Workers Comp Insurance Crisis Comes From Outside US – Or Does It?
The Workers Comp Insurance Crisis of the 1990’s seems so far away now. The most notable factor comes from outside the US. I have written often that China’s banking crisis could cause quite large rumblings in most of the domestic financial markets – including insurance. Where would the crisis be the most devastating?
A recent Business Insider article even remarked that China’s own bankers call the current credit crisis there as a “bubble.” China has followed the US by financing growth with pure debt – in other words – borrowing money to invest. The volatility from China is twice as high as anywhere else in the world.

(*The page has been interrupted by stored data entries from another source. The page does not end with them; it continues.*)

PR #8547, opened 2024-10-18
feat(rust): added optional watchdog for tokio blocking tasks

davide-baldo:
By building with the `watchdog` feature, every node runs a watchdog that monitors tokio tasks, if one thread remains more than 50ms (default) on the same task without calling `await` it's deemed as "stuck", this triggers a multiline warning log entry and pauses the process through a SIGSTOP.

The interval can be set using the `OCKAM_WATCHDOG_INTERVAL` environment variable.
Once the process is paused, it is possible to use the external debugger `rust-lldb` to understand why the thread was stuck.

To build the watchdog feature it's necessary to enable the `tokio_unstable` configuration:
`RUSTFLAGS='--cfg tokio_unstable' cargo build -p  ockam_command  -F ockam_node/watchdog`

Screenshot 2024-10-18 at 17 41 24

^ in the screenshot a fictional example with a synchronous sleep()

### DIFF
--- a/Cargo.lock
+++ b/Cargo.lock
@@ -4928,6 +4928,7 @@ dependencies = [
  "heapless 0.8.0",
  "hex",
  "minicbor",
+ "nix 0.29.0",
  "ockam_core",
  "ockam_executor",
  "ockam_macros",
--- a/implementations/rust/ockam/ockam_node/Cargo.toml
+++ b/implementations/rust/ockam/ockam_node/Cargo.toml
@@ -68,6 +68,10 @@ metrics = []
 # message flows within Ockam apps.
 debugger = ["ockam_core/debugger"]
 
+# Feature: "watchdog" reports blocking task that compromise the runtime
+# neeeds to be compiled with RUSTFLAGS="--cfg tokio_unstable"
+watchdog = ["nix"]
+
 storage = [
   "std",
   "time",
@@ -87,6 +91,7 @@ fs2 = { version = "0.4.3", optional = true }
 futures = { version = "0.3.30", default-features = false }
 heapless = { version = "0.8", features = ["mpmc_large"], optional = true }
 minicbor = { version = "0.24.1", features = ["derive"] }
+nix = { version = "0.29", features = ["signal"], optional = true }
 ockam_core = { path = "../ockam_core", version = "^0.118.0", default-features = false }
 ockam_executor = { path = "../ockam_executor", version = "^0.87.0", default-features = false, optional = true }
 ockam_macros = { path = "../ockam_macros", version = "^0.35.0" }
--- a/implementations/rust/ockam/ockam_node/src/lib.rs
+++ b/implementations/rust/ockam/ockam_node/src/lib.rs
@@ -72,6 +72,9 @@ mod worker_builder;
 #[cfg(feature = "std")]
 pub mod runtime;
 
+#[cfg(feature = "watchdog")]
+mod watchdog;
+
 pub use context::*;
 pub use delayed::*;
 pub use error::*;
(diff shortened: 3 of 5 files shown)


etorreborre (dismissed):

implementations/rust/ockam/ockam_node/src/runtime.rs
```diff
@@ -14,3 +14,106 @@ pub fn take() -> Runtime {
         .take()
         .expect("Runtime was consumed")
 }
+
+#[cfg(feature = "watchdog")]
+pub(crate) mod watchdog {
```
SanjoDeundiak: Well worth a separate file IMO

implementations/rust/ockam/ockam_node/src/runtime.rs
```diff
@@ -14,3 +14,106 @@ pub fn take() -> Runtime {
...
+        fn watchdog_loop(mut self, metrics: tokio::runtime::RuntimeMetrics) {
+            info!("Starting tokio runtime watchdog");
+            const WATCHDOG_INTERVAL: Duration = Duration::from_millis(50);
+            let watchdog_interval = std::env::var("OCKAM_WATCHDOG_INTERVAL")
+                .map(|s| Duration::from_millis(s.parse().unwrap()))
+                .unwrap_or(WATCHDOG_INTERVAL);
+
+            loop {
+                // create any missing thread info
+                for worker in 0..metrics.num_workers() {
```
SanjoDeundiak: Took me a while to understand that it's tokio internal metrics and those are not Ockam workers. But not sure how we could articulate that better here

implementations/rust/ockam/ockam_node/src/runtime.rs
```diff
@@ -14,3 +14,106 @@ pub fn take() -> Runtime {
...
+#[cfg(feature = "watchdog")]
+pub(crate) mod watchdog {
+    use std::collections::HashMap;
+    use std::thread::ThreadId;
+    use std::time::Duration;
+    use tokio::runtime::Runtime;
+
+    struct ThreadInfo {
+        poll_count: u64,
+        was_parked: bool,
```
SanjoDeundiak: do you think `is_parked: bool,` makes more sense?

SanjoDeundiak: `was_parked` can be understood as `was_ever_parked`, or maybe it's just me

implementations/rust/ockam/ockam_node/src/runtime.rs
```diff
@@ -14,3 +14,106 @@ pub fn take() -> Runtime {
...
+                            You can attach the rust debugger with:
+                                rust-lldb {exe} --attach-pid {pid}
+                            and then select the thread with:
+                                thread select THREAD_ID
+                            and print the backtrace with:
+                                bt
+                            "
+                        );
+
+                        // Send SIGSTOP to self to pause the process in this precise moment in time
```
SanjoDeundiak: Should that be optional?

SanjoDeundiak (commented):
I think our runtime is a large black box and it's the first step to change that!

implementations/rust/ockam/ockam_node/src/runtime.rs
davide-baldo: I went with `parked_on_previous_iteration`

implementations/rust/ockam/ockam_node/src/runtime.rs
davide-baldo: Without attaching a debugger, you would know there is an issue, but you wouldn't have any other information. 
I couldn't find an easy way to add any meaningful information about the offending thread.
If we could at least print the stack trace, then it would absolutely make sense to make it optional. (I could only find one library, but it appears to be unmaintained)

implementations/rust/ockam/ockam_node/src/runtime.rs
davide-baldo: :) I used `tokio_metrics` and `tokio_worker`

SanjoDeundiak (approved):

PR #8548, opened 2024-10-18
fix(rust): when an item is not found an error is returned

davide-baldo:
When a show command is executed on any resource and that resource is missing, it'll simply print `There are no <type> to show`, return a SUCCESS (0) exit code.

```
$ ockam node show hello
  > There are no nodes to show
$ echo $?
0
```
This could be misleading, and an error should be printed.
Also, some tests rely on the fact that the shown command returning 0 means the resource exists.

With this patch the resource not found triggers an error instead.

```
$ target/debug/ockam node show hello


    Error:
    ────────────────────────────────────────────────────────────────────────────────

    There is no node with name hello (origin: Api, kind: NotFound, source location: implementations/rust/ockam/ockam_api/src/cli_state/nodes.rs:311:17)
    
    Error code: OCK500
    version: 0.134.0
    compiled from: d071009f2ce6f9f7c7be1d04e89308abc8c4420a

    If you need help, please email us on support@ockam.io
    We will promptly help you get unstuck and quickly resolve any problems.

    ────────────────────────────────────────────────────────────────────────────────
$ echo $?
70
```

While it's nice to return a non-successful exit code, this error message could be too much.

### DIFF
--- a/implementations/rust/ockam/ockam_command/src/terminal/tui.rs
+++ b/implementations/rust/ockam/ockam_command/src/terminal/tui.rs
@@ -23,7 +23,7 @@ pub trait ShowCommandTui {
     async fn show(&self) -> miette::Result<()> {
         let terminal = self.terminal();
         let items_names = self.list_items_names().await?;
-        if items_names.is_empty() {
+        if items_names.is_empty() && self.cmd_arg_item_name().is_none() {
             terminal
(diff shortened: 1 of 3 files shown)


davide-baldo:
addressed by Adrian in another PR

Currently, any type of insurance-based crisis may seem like an occurrence that will not happen for many years. The insurance carriers can invest the premiums into stocks which has made everyone including insurance companies a tidy sum over the last year.
However, if China pulls their investments in the US back to China to cover the “banking bubble” the financial markets would feel more than just a ripple-effect. The days of the 1990’s insurance crisis would return very quickly.
After all, China holds a large amount of US debt instruments – basically the US borrows from China to run the Federal Government.
I am not implying that there is an upcoming workers comp insurance crisis in the near future. Employers cannot just keep expecting low rates due to the investment returns by a certain carrier or group of carriers.
The bottom line is to not be complacent in your insurance programs – even if self insured. In other words, now is a great time to explore a Plan B coverage for your workers if your company could not find coverage in the general marketplace. Company owners and risk managers lose much sleep when having to ingest the Assigned Risk Pool rates.
As mentioned often in the articles on this website, if the insurance carriers decide to not write a certain business, companies with an E-Mod of .90 end up in the risk pools. The rates can increase over 400% in just one year when being placed into the assigned risk pool.
Hopefully, I can look back at this article and ask myself – was I being too paranoid and make a joke about the non-occurrence of a workers comp insurance crisis.